## What to produce:
Please say how many lines of the listing hold "opened", with no other words in the answer.

## Task data:
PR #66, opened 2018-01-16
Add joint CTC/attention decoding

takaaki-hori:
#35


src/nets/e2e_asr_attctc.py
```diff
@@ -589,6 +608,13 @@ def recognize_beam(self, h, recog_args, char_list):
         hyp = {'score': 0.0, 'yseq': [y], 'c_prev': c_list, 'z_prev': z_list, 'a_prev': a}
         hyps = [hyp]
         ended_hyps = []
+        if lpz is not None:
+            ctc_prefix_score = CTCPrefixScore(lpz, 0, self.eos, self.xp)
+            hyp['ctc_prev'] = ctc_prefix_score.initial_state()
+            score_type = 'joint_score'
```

==

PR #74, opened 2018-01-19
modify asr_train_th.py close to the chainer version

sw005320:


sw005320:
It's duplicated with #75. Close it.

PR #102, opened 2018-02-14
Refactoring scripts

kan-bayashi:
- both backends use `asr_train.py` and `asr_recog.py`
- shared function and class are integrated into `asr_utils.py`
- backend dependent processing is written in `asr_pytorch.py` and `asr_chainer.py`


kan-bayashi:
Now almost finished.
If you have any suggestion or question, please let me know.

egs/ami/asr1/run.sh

...

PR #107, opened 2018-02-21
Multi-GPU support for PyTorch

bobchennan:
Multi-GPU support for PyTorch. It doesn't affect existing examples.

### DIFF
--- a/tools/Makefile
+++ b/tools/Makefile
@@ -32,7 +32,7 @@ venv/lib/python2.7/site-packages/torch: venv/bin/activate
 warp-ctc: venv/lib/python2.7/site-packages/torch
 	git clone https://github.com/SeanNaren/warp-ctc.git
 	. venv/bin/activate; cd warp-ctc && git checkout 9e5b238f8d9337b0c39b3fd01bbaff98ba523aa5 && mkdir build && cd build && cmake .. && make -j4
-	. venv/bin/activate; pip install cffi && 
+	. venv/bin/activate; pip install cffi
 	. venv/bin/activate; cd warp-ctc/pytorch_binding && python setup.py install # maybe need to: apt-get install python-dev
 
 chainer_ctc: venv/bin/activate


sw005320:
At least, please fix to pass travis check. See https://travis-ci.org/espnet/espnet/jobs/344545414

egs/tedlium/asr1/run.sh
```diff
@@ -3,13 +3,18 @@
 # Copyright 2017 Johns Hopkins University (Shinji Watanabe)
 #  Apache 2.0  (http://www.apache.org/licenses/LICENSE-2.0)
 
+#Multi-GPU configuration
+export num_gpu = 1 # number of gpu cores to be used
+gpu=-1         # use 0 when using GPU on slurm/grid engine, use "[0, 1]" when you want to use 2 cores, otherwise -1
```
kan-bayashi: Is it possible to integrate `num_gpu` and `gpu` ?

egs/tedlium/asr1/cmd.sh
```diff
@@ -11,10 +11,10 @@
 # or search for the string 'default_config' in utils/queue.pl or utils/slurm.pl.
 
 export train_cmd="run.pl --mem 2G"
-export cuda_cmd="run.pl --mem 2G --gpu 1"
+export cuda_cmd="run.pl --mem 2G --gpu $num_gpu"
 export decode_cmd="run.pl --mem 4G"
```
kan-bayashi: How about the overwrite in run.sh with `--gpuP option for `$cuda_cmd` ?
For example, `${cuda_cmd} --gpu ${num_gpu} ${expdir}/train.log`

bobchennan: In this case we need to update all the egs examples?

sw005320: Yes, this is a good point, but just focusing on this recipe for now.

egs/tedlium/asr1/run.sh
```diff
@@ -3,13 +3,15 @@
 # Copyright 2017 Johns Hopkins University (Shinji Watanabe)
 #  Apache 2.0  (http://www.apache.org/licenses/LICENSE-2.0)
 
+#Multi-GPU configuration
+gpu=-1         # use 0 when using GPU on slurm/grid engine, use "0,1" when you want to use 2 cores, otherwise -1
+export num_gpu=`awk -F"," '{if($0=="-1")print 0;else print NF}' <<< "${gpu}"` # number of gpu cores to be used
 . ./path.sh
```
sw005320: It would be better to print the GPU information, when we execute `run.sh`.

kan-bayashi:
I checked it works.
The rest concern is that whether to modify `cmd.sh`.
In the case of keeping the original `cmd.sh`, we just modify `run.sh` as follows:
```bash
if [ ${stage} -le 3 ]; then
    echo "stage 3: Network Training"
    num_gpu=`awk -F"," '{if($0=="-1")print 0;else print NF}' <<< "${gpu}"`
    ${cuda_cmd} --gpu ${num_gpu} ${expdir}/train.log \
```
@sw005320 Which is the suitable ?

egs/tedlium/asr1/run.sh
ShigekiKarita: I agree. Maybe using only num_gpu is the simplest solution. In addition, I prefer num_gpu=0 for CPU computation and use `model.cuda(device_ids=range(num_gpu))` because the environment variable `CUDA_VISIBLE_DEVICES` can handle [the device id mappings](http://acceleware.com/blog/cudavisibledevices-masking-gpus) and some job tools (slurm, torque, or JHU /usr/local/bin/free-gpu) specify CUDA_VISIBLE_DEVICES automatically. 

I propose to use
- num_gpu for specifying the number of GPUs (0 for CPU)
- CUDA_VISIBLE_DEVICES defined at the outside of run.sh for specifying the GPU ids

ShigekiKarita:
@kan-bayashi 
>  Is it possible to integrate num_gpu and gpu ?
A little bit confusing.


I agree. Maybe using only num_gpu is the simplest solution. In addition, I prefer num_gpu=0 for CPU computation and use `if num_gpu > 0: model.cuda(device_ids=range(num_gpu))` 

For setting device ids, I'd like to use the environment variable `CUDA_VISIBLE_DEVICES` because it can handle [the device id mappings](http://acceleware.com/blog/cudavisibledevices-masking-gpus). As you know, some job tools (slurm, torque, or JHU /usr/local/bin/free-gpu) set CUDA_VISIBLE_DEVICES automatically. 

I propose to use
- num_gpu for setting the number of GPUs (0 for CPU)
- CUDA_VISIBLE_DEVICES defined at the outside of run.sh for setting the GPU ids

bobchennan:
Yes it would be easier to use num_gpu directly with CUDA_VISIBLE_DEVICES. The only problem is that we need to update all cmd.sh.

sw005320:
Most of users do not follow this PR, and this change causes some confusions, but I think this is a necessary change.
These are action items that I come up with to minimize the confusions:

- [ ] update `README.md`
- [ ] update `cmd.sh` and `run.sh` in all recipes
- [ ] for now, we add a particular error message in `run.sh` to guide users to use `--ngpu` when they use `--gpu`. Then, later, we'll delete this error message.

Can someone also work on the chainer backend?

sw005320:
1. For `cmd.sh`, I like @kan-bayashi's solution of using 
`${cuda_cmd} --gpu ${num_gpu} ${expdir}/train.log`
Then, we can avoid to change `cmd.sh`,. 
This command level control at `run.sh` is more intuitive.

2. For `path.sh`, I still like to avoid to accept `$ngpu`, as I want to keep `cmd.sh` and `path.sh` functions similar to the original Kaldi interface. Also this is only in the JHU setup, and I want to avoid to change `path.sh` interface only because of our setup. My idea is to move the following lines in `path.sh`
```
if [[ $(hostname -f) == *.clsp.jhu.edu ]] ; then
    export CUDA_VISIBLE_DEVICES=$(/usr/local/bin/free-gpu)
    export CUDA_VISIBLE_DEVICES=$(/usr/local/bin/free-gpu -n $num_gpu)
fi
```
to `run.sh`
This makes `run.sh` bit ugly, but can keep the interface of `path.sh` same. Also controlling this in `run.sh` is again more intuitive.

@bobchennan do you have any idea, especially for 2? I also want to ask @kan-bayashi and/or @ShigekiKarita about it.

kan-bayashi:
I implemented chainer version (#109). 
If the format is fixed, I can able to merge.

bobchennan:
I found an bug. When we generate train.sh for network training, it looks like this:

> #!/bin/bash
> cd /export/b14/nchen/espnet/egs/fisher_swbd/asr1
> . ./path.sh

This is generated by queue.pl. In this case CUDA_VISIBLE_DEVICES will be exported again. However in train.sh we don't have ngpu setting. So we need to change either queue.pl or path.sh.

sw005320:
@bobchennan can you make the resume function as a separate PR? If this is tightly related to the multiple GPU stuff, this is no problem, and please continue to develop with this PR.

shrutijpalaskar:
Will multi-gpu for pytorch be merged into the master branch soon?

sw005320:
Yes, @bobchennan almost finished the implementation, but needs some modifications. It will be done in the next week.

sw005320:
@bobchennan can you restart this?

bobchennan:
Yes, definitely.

## Finished exercise:
4